_ASSIGNMENT_. Your response should consist of the lines below, printed exactly.

_INPUT_.
PR #13973, opened 2016-08-12
New AB test for hosted galleries

lps88:

We want to find out where is the most effective placement of the 'call to action' text and button. Success is getting then most clicks on the button.
### Testing galleries of varying length

We have 4 galleries, which (if you exclude the first and last slide) have between 3 and 7 possible placements for the CTA. Can we test the first, the middle and the last possible placements, even though those will be at different indices for each? Can we test placing it at 1st, 2nd and 3rd available positions, and ignore the rest of the images in the longer galleries? Do we need different tests for different length galleries? Answers on a postcard...
### Current test

At the moment, I've excluded the shorter galleries, so it only shows up on these two: 
https://www.theguardian.com/advertiser-content/visit-britain/activities
https://www.theguardian.com/advertiser-content/visit-britain/coast
and places them on either 3rd, 4th, 5th or 6th image.
## Screenshots

image

### DIFF
--- a/static/src/javascripts/projects/common/modules/experiments/tests/hosted-gallery-cta.js
+++ b/static/src/javascripts/projects/common/modules/experiments/tests/hosted-gallery-cta.js
@@ -1,0 +1,84 @@
+define([
+    'bean',
+    'fastdom',
+    'qwery',
+    'common/utils/$',
+    'common/utils/config',
+    'common/utils/detect',
+    'lodash/collections/contains'
+], function (
+    bean,
+    fastdom,
+    qwery,
+    $,
+    config
+) {
+    return function () {
+        this.id = 'HostedGalleryCta';
+        this.start = '2016-08-12';
+        this.expiry = '2016-09-16';
+        this.author = 'Lydia Shepherd';
+        this.description = 'Tests which image in the gallery the call to action link is most effective on';
+        this.audience = 1;
+        this.audienceOffset = 0;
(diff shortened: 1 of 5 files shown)


dominickendrick:
👍

static/src/javascripts/projects/common/modules/experiments/tests/hosted-gallery-cta.js
```diff
@@ -0,0 +1,84 @@
...
+        };
+
+        this.variants = [
+            {
+                id: '3',
+                test: function () {
+                    config.page.ctaIndex = 2;
+                },
+                success: function (complete) {
+                    var ctaButton = qwery('.hosted-gallery__cta-link');
```
Calanthe: This block could be extracted into another function. Currently it's repeated in all four variants.

static/src/javascripts/projects/common/modules/experiments/tests/hosted-gallery-cta.js
```diff
@@ -0,0 +1,84 @@
...
+        this.dataLinkNames = 'Find more inspiration';
+        this.idealOutcome = 'People will click on the call to action link more often.';
+
+        this.canRun = function () {
+            return config.page.contentType === 'Gallery' && config.page.tones === 'Hosted' && config.page.images.length > 6;
+        };
+
+        this.variants = [
+            {
+                id: '3',
```
Calanthe: Where is variant 1 and 2? ;)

_OUTPUT BELOW_.
PR #13973, opened 2016-08-12
New AB test for hosted galleries

lps88:

We want to find out where is the most effective placement of the 'call to action' text and button. Success is getting then most clicks on the button.
### Testing galleries of varying length

We have 4 galleries, which (if you exclude the first and last slide) have between 3 and 7 possible placements for the CTA. Can we test the first, the middle and the last possible placements, even though those will be at different indices for each? Can we test placing it at 1st, 2nd and 3rd available positions, and ignore the rest of the images in the longer galleries? Do we need different tests for different length galleries? Answers on a postcard...
### Current test

At the moment, I've excluded the shorter galleries, so it only shows up on these two: 
https://www.theguardian.com/advertiser-content/visit-britain/activities
https://www.theguardian.com/advertiser-content/visit-britain/coast
and places them on either 3rd, 4th, 5th or 6th image.
## Screenshots

image

### DIFF
--- a/static/src/javascripts/projects/common/modules/experiments/tests/hosted-gallery-cta.js
+++ b/static/src/javascripts/projects/common/modules/experiments/tests/hosted-gallery-cta.js
@@ -1,0 +1,84 @@
+define([
+    'bean',
+    'fastdom',
+    'qwery',
+    'common/utils/$',
+    'common/utils/config',
+    'common/utils/detect',
+    'lodash/collections/contains'
+], function (
+    bean,
+    fastdom,
+    qwery,
+    $,
+    config
+) {
+    return function () {
+        this.id = 'HostedGalleryCta';
+        this.start = '2016-08-12';
+        this.expiry = '2016-09-16';
+        this.author = 'Lydia Shepherd';
+        this.description = 'Tests which image in the gallery the call to action link is most effective on';
+        this.audience = 1;
+        this.audienceOffset = 0;
(diff shortened: 1 of 5 files shown)


dominickendrick:
👍

static/src/javascripts/projects/common/modules/experiments/tests/hosted-gallery-cta.js
```diff
@@ -0,0 +1,84 @@
...
+        };
+
+        this.variants = [
+            {
+                id: '3',
+                test: function () {
+                    config.page.ctaIndex = 2;
+                },
+                success: function (complete) {
+                    var ctaButton = qwery('.hosted-gallery__cta-link');
```
Calanthe: This block could be extracted into another function. Currently it's repeated in all four variants.

static/src/javascripts/projects/common/modules/experiments/tests/hosted-gallery-cta.js
```diff
@@ -0,0 +1,84 @@
...
+        this.dataLinkNames = 'Find more inspiration';
+        this.idealOutcome = 'People will click on the call to action link more often.';
+
+        this.canRun = function () {
+            return config.page.contentType === 'Gallery' && config.page.tones === 'Hosted' && config.page.images.length > 6;
+        };
+
+        this.variants = [
+            {
+                id: '3',
```
Calanthe: Where is variant 1 and 2? ;)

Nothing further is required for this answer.